● YOUR OBJECTIVE: In the material below, list every line carrying the string "write".

----- AVAILABLE RECORDS

PR #56, opened 2023-01-24
feat: added Proto conversion util

capri-xiyue:
added Proto conversion util


protoutil/conversion_test.go
```diff
@@ -0,0 +1,72 @@
...
+	t.Parallel()
+
+	cases := []struct {
+		name          string
+		input         any
+		want          *structpb.Struct
+		wantErrSubstr string
+	}{
+		{
+			name: "success",
```
yolocs, line 37: To have a failure case, consider: https://stackoverflow.com/questions/33903552/what-input-will-cause-golangs-json-marshal-to-return-an-error

capri-xiyue: done

protoutil/conversion.go
```diff
@@ -0,0 +1,36 @@
...
+
+import (
+	"encoding/json"
+	"fmt"
+
+	"google.golang.org/protobuf/types/known/structpb"
+)
+
+// ToProtoStruct converts v, which must marshal into a JSON object, into a proto struct.
+func ToProtoStruct(v any) (*structpb.Struct, error) {
```
sethvargo, line 26: @yolocs should we genericify this? 

```go
func ToProto[P proto.Message](v any) (P, error)
```

That might not actually work, but it would give us a generic function to convert any thing to a specific proto type.

sethvargo:
```go
func ToProto[T proto.Message](v any) (T, error) {
	var t T

	jb, err := json.Marshal(v)
	if err != nil {
		return t, fmt.Errorf("json.Marshal: %w", err)
	}
	if err := json.Unmarshal(jb, &t); err != nil {
		return t, fmt.Errorf("failed to unmarshal json: %w", err)
	}
	return t, nil
}
```

sethvargo: func ToProto[T proto.Message](v any) (T, error) {
	var t T

	jb, err := json.Marshal(v)
	if err != nil {
		return t, fmt.Errorf("json.Marshal: %w", err)
	}
	if err := json.Unmarshal(jb, &t); err != nil {
		return t, fmt.Errorf("failed to unmarshal json: %w", err)
	}
	return t, nil
}

yolocs: First I don't think this code would compile :) because proto.Message is an interface (remember our earlier discussion?)

I don't see much value to make this generic. Proto struct works because you can unmarshal pretty much any json object into it. But that's not true for other proto types.

sethvargo (approved):

PR #62, opened 2023-02-22
Add an iaputil package

shan4993:
Edit: add new method to existing grpcutil, dont create a new util package.

Im proposing adding an `iaputil` package in order to distinguish the current util which expects JWTs to be provided via GRPC metadata. For context I want to leverage this package to create a [processor like this](https://github.com/abcxyz/jvs/blob/main/pkg/justification/processor.go#L56-L64) but more like `NewIAPProcessor`. This processor would be used by the Controller that renders the UI. I can go into more detail about this but putting out the PR for the JVS code that would use this new util would be more useful. 

Either way looking to get feedback on the change to this repo first.


grpcutil/grpc_jwt_auth.go
```diff
@@ -26,8 +26,8 @@ import (
 	grpcmetadata "google.golang.org/grpc/metadata"
 )
 
-// JWTAuthenticationHandler allows for retrieving principal information from JWT tokens stored in GRPC metadata.
-type JWTAuthenticationHandler struct {
+// GrpcJWTAuthenticationHandler allows for retrieving principal information from JWT tokens stored in GRPC metadata.
```
shan4993, line 29: Maybe this should be `GRPCJWTAuthenticaionHandler`

iaputil/iap_jwt_auth.go
```diff
@@ -0,0 +1,79 @@
...
+	Endpoint string
+}
+
+// NewIAPJWTAuthenticationHandler returns a IAPJWTAuthenticationHandler with a verifier initialized. Uses defaults
+// for JWT related fields that will retrieve a user email when using IAP on GCP.
+func NewIAPJWTAuthenticationHandler(ctx context.Context) (*IAPJWTAuthenticationHandler, error) {
+	j := &IAPJWTAuthenticationHandler{
+		PrincipalClaimKey: "email",
+		// For context: https://cloud.google.com/iap/docs/signed-headers-howto#verifying_the_jwt_header
+		Endpoint: "https://www.gstatic.com/iap/verify/public_key-jwk",
```
shan4993, line 40: The IAP docs have their own [jwt validator](https://github.com/googleapis/google-api-go-client/blob/b35900aff148bb8446ca7e15ed0beb50d749d6c7/idtoken/validate.go#L125-L165) which also validates the aud if/when we choose to validate that. 

If it doesn't matter I continued to leverage the one we are using (github.com/lestrrat-go/jwx/v2/jwt) for the IAP case. Idk if we need to find the public key associated to the kid of the JWT

From the IAP docs: 
https://www.gstatic.com/iap/verify/public_key. This URL contains a JSON dictionary that maps the kid claims to the public key values.
https://www.gstatic.com/iap/verify/public_key-jwk. This URL contains the IAP public keys in [JWK](https://tools.ietf.org/html/rfc7517) format.

sethvargo:
What problem are you trying to solve? We should be able to validate IAP JWTs using the existing verification mechanisms without another library.

Furthermore, if the processor is specific to lumberjack, we should probably keep it in lumberjack instead of having it in pkg.

shan4993:
> What problem are you trying to solve? We should be able to validate IAP JWTs using the existing verification mechanisms without another library.
> 
> Furthermore, if the processor is specific to lumberjack, we should probably keep it in lumberjack instead of having it in pkg.

From the JVS UI ([at this line](https://github.com/abcxyz/jvs/blob/main/pkg/controller/controller.go#L146)), I want to send a jwt string to the createToken api. That API today assumes the the JWT is in the grpc request. 

Additionally the current JWTAuthenticationHandler creator hard codes a [JWTPrefix and JWTKey](https://github.com/abcxyz/pkg/blob/main/grpcutil/jwt_auth.go#L49-L54). These dont apply to the IAP flow. By creating a separate struct here I was attempting to avoid leaving these two fields uninitialized. Maybe there is a better way than my approach.

sethvargo:
@shan4993 do we still need this?

shan4993:
Nope closing! Thanks again.

PR #68, opened 2023-03-02
add github token for terraform-lint

verbanicm:


shan4993 (approved):

.github/workflows/terraform-lint.yml
```diff
@@ -11,6 +11,10 @@ on:
         description: 'The directory upon which to lint Terraform configurations.'
         type: 'string'
         required: true
+    secrets:
+      gh_token:
```
sethvargo, line 15: Can we name this github_token please :)

sethvargo (changes requested):

.github/workflows/terraform-lint.yml
verbanicm: Ah i forgot i tried this before.....github wont let you:

https://github.com/abcxyz/pkg/actions/runs/4314396435

```
secret name `github_token` within `workflow_call` can not be used since it would collide with system reserved name
```

sethvargo (approved):

PR #70, opened 2023-03-02
secrets cant be using in if syntax

verbanicm:


sethvargo (approved):
Add many docs about why, esp linking to https://github.com/actions/runner/issues/520.

bradegler (approved):

PR #73, opened 2023-03-03
Add general purpose HTML and JSON rendering package

sethvargo:
This brings over a bunch of the high-performance and highly-fault-tolerant HTML and JSON rendering from Exposure Notifications, but decouples it from the EN internals. Of note:

- It does not have a dependency on a specific logger and instead allows providing an `onError` handler; there are no dependencies besides the stdlib.
- Reasonable set of built-in functions with the ability to append custom ones.

The package-level comment provides more details and there are some examples of how the package can be used in renderer_test.go.

### DIFF
--- a/renderer/assets.go
+++ b/renderer/assets.go
@@ -1,0 +1,126 @@
+// Copyright 2023 The Authors (see AUTHORS file)
+//
+// Licensed under the Apache License, Version 2.0 (the "License");
+// you may not use this file except in compliance with the License.
+// You may obtain a copy of the License at
+//
+//      http://www.apache.org/licenses/LICENSE-2.0
+//
+// Unless required by applicable law or agreed to in writing, software
+// distributed under the License is distributed on an "AS IS" BASIS,
+// WITHOUT WARRANTIES OR CONDITIONS OF ANY KIND, either express or implied.
+// See the License for the specific language governing permissions and
+// limitations under the License.
+
+package renderer
+
+import (
+	"bytes"
+	"crypto/sha512"
+	"encoding/base64"
+	"fmt"
+	htmltemplate "html/template"
+	"io"
+	"io/fs"
+	"path/filepath"
+	"strings"
+	"sync"
+	texttemplate "text/template"
+)
+
+const sriPrefix = "sha512-"
+
+var (
+	cssIncludeTmpl = texttemplate.Must(texttemplate.New(`cssIncludeTmpl`).Parse(strings.TrimSpace(`
+{{ range . -}}
+<link rel="stylesheet" href="/{{.Path}}" integrity="{{.SRI}}" crossorigin="anonymous" referrerpolicy="no-referrer" />
+{{ end }}
+`)))
+
+	cssIncludeTagCache htmltemplate.HTML
+)
+
+var (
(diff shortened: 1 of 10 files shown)


renderer/assets.go
```diff
@@ -0,0 +1,126 @@
...
+				Path: pth,
+				SRI:  integrity,
+			})
+		}
+
+		var b bytes.Buffer
+		if err := tmpl.Execute(&b, list); err != nil {
+			return "", fmt.Errorf("failed to render %s asset: %w", search, err)
+		}
+		result := htmltemplate.HTML(b.String())
```
shan4993, line 106: I know this one! lol

//nolint:gosec // No user-supplied input

shan4993 (approved):

shan4993:
Thanks for doing this 🙌

sethvargo:
> Thanks for doing this 🙌

Yup - I'll write it up to the JVS once I get reviews from other folks. Since it's pretty big, I requested some extra eyes 😄.

renderer/renderer.go
```diff
@@ -0,0 +1,238 @@
...
+
+// Renderer is responsible for rendering various content and templates like HTML
+// and JSON responses. This implementation caches templates and uses a pool of
+// buffers.
+type Renderer struct {
+	// rendererPool is a pool of *bytes.Buffer, used as a rendering buffer to
+	// prevent partial responses being sent to clients.
+	rendererPool *sync.Pool
+
+	// templates is the actually collection of templates. templatesLoader is a
```
verbanicm, line 74:
```suggestion
	// templates is the actual collection of templates. templatesLoader is a
```

verbanicm: Also, `templatesLoader` doesn't exist?

renderer/renderer.go
```diff
@@ -0,0 +1,238 @@
...
+// fails after a partial response has been sent.
+func WithOnError(fn func(err error)) Option {
+	return func(r *Renderer) *Renderer {
+		r.onError = fn
+		return r
+	}
+}
+
+// WithTemplateFuncs registers additional template functions. The renderer
+// includes many helpful functions, but some applications may which to
```
verbanicm, line 118:
```suggestion
// includes many helpful functions, but some applications may wish to
```

verbanicm (approved):

renderer/renderer.go
```diff
@@ -0,0 +1,238 @@
...
+// filesystem on disk. However, it accepts the FS interface for testing and
+// [embed] purposes. Because embed does not perform hot reloading, you may want
+// to use a different fs for development versus production:
+//
+//	//go:embed assets assets/**/*
+//	var _assetsFS embed.FS
+//
+//	func AssetsFS() fs.FS {
+//	  // In dev, just read directly from disk
+//	  if v, _ := strconv.ParseBool(os.Getenv("DEV_NODE")); v {
```
verbanicm, line 29:
```suggestion
//	  if v, _ := strconv.ParseBool(os.Getenv("DEV_MODE")); v {
```

pdewilde:
How does this compare to https://pkg.go.dev/html/template ?

sethvargo:
@pdewilde it uses that package internally.

PR #77, opened 2023-03-07
feat: terraform linter that validates against the abcxyz style guide

bradegler:


internal/tools/terraformlinter/terraform_linter.go
```diff
@@ -0,0 +1,331 @@
...
+	attrForEach                = "for_each"
+	attrCount                  = "count"
+	attrProvider               = "provider"
+	attrSource                 = "source"
+	attrProviderProject        = "project"
+	attrProviderProjectID      = "project_id"
+	attrProviderFolder         = "folder"
+	attrProviderFolderID       = "foler_id"
+	attrProviderOrganization   = "organization"
+	attrProviderOrganizationID = "organization_id"
```
verbanicm, line 68: I believe `org_id` is a valid keyword too

https://registry.terraform.io/providers/hashicorp/google/latest/docs/resources/google_organization_iam

bradegler: Added it.

internal/tools/terraformlinter/terraform_linter.go
```diff
@@ -0,0 +1,335 @@
...
+	trailingNewline bool
+}
+
+// keywords to match on.
+const (
+	attrForEach                = "for_each"
+	attrCount                  = "count"
+	attrProvider               = "provider"
+	attrSource                 = "source"
+	attrProviderProject        = "project"
```
verbanicm, line 63: Can we enforce the ordering:

```
org
folder
project
```

verbanicm: Can be a follow up as I assume thats not a 2 line fix.

bradegler: Your doc doesn't say it needs to be ordered last I checked. I was going to order them but then thought "woohoo I can skip that part!"

I'll get it in a follow up unless I get a bunch of other changes I need to do anyhow.

verbanicm: Updated doc. Thanks.

verbanicm:
Is there anyway to ensure all terraform resources are created with underscore separated names?

eg `my_test_project`

This would include, resources, modules, variables, outputs I believe (am I missing anything)?

See the Other Naming section in the doc.

bradegler:
> 

That shouldn't be too hard.

Look for `-` instead of `_`? Any other bad characters?

internal/tools/terraformlinter/terraform_linter.go
```diff
@@ -0,0 +1,335 @@
...
+	// Process each provided path looking for violations
+	for _, path := range paths {
+		instances, err := lint(path)
+		if err != nil {
+			return fmt.Errorf("error linting files: %w", err)
+		}
+		violations = append(violations, instances...)
+	}
+	for _, instance := range violations {
+		fmt.Printf("%q detected at [%s:%d]\n", instance.ViolationType, instance.Path, instance.Line)
```
sethvargo, line 119: Should this be more structured so we can use `reviewdog` or a similar tool to do GitHub-level annotations? I don't think the linter should write to GitHub Actions directly.

internal/tools/terraformlinter/terraform_linter.go
```diff
@@ -0,0 +1,335 @@
...
+		return fmt.Errorf("found %d violation(s)", len(violations))
+	}
+
+	return nil
+}
+
+// lint reads a path and determines if it is a file or a directory.
+// When it finds a file it reads it and checks it for violations.
+// When it finds a directory it calls itself recursively.
+func lint(path string) ([]*ViolationInstance, error) {
```
sethvargo, line 131: Not required change, just an FYI. If you accept an `fs.FS`, it makes testing easier because you can create an in-memory FS pretty easily.

internal/tools/terraformlinter/terraform_linter.go
```diff
@@ -0,0 +1,335 @@
...
+	isDir, err := isDirectory(path)
```
sethvargo, line 132: I think you've unintentionally re-implemented `filepath.Walk`. It might clean things up here.

internal/tools/terraformlinter/terraform_linter.go
```diff
@@ -0,0 +1,335 @@
...
+				instances = append(instances, &ViolationInstance{ViolationType: fmt.Sprintf(errorTrailingMetaBlockAttribute, attrDependsOn), Path: token.token.Range.Filename, Line: token.token.Range.Start.Line})
+			}
+		case attrLifecycle:
+			// lifecycle should be last
+			if pos != len(idents)-1 {
+				instances = append(instances, &ViolationInstance{ViolationType: fmt.Sprintf(errorTrailingMetaBlockAttribute, attrLifecycle), Path: token.token.Range.Filename, Line: token.token.Range.Start.Line})
+			}
+		// All provider specific entries follow the same logic. Should be below the metadata segment and above everything else
+		case attrProviderProject:
+			fallthrough
```
sethvargo, line 303: I think this is the first time I've seen `fallthrough` used. Why do we need it?

internal/tools/terraformlinter/terraform_linter_test.go
```diff
@@ -0,0 +1,662 @@
...
+
+	cases := []struct {
+		name      string
+		content   string
+		filename  string
+		expect    []*ViolationInstance
+		wantError bool
+	}{
+		{
+			name:      "No special attributes",
```
sethvargo, line 282: Oops, this diff was suppressed by GitHub.

1. `name` attributes should prefer lowercase and have no spaces (use underscores). It helps with grepping for failed tests.

1. I think we should inline the `content` so the test is fully self-contained.

internal/tools/terraformlinter/terraform_linter.go
```diff
@@ -0,0 +1,335 @@
...
+	attrProviderFolderID:       Provider,
+	attrProviderOrganization:   Provider,
+	attrProviderOrganizationID: Provider,
+	attrProviderOrgID:          Provider,
+	attrDependsOn:              Trailing,
+	attrLifecycle:              Trailing,
+}
+
+const (
+	errorLeadingMetaBlockAttribute  = "The attribute %q must be in the meta block at the top of the definition."
```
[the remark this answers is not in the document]
bradegler: These aren't really errors that are throw, just the description of what the linter saw as a violation. I'll call them something other than error to reduce confusion.

internal/tools/terraformlinter/terraform_linter.go
bradegler: Switched to using filepath.WalkDir.

internal/tools/terraformlinter/terraform_linter.go
bradegler: Mainly because I hate repeating myself but I'm going to have to change this to force ordering on these attributes anyhow so there won't be any opportunity to fallthrough after that change.

internal/tools/terraformlinter/terraform_linter.go
bradegler: I'll keep that in mind for the future. Right now its a string on the command line and filepath.WalkDir wants a string so converting seems wasteful.

internal/tools/terraformlinter/terraform_linter.go
```diff
@@ -0,0 +1,315 @@
...
+		case attrProviderProjectID:
+			fallthrough
+		case attrProviderFolder:
+			fallthrough
+		case attrProviderFolderID:
+			fallthrough
+		case attrProviderOrganization:
+			fallthrough
+		case attrProviderOrganizationID:
+			fallthrough
```
sethvargo, line 293: You can condense this a bit (not required):

```suggestion
		case attrProviderProject,
		  attrProviderProjectID,
		  attrProviderFolder,
		  attrProviderFolderID,
		  attrProviderOrganization,
		  attrProviderOrganizationID:
			fallthrough
```

sethvargo (approved):

internal/tools/terraformlinter/terraform_linter.go
bradegler: No need for the fallthrough at all, just matching on all of the possible values. I didn't realize I could do that and makes me question what the use case for fallthrough actually is since this is much cleaner.

internal/tools/terraformlinter/terraform_linter.go
bradegler: Filed https://github.com/abcxyz/pkg/issues/78 and will fix this in there.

----------

● ANSWER SPACE:
Yup - I'll write it up to the JVS once I get reviews from other folks. Since it's pretty big, I requested some extra eyes 😄.
sethvargo, line 119: Should this be more structured so we can use `reviewdog` or a similar tool to do GitHub-level annotations? I don't think the linter should write to GitHub Actions directly.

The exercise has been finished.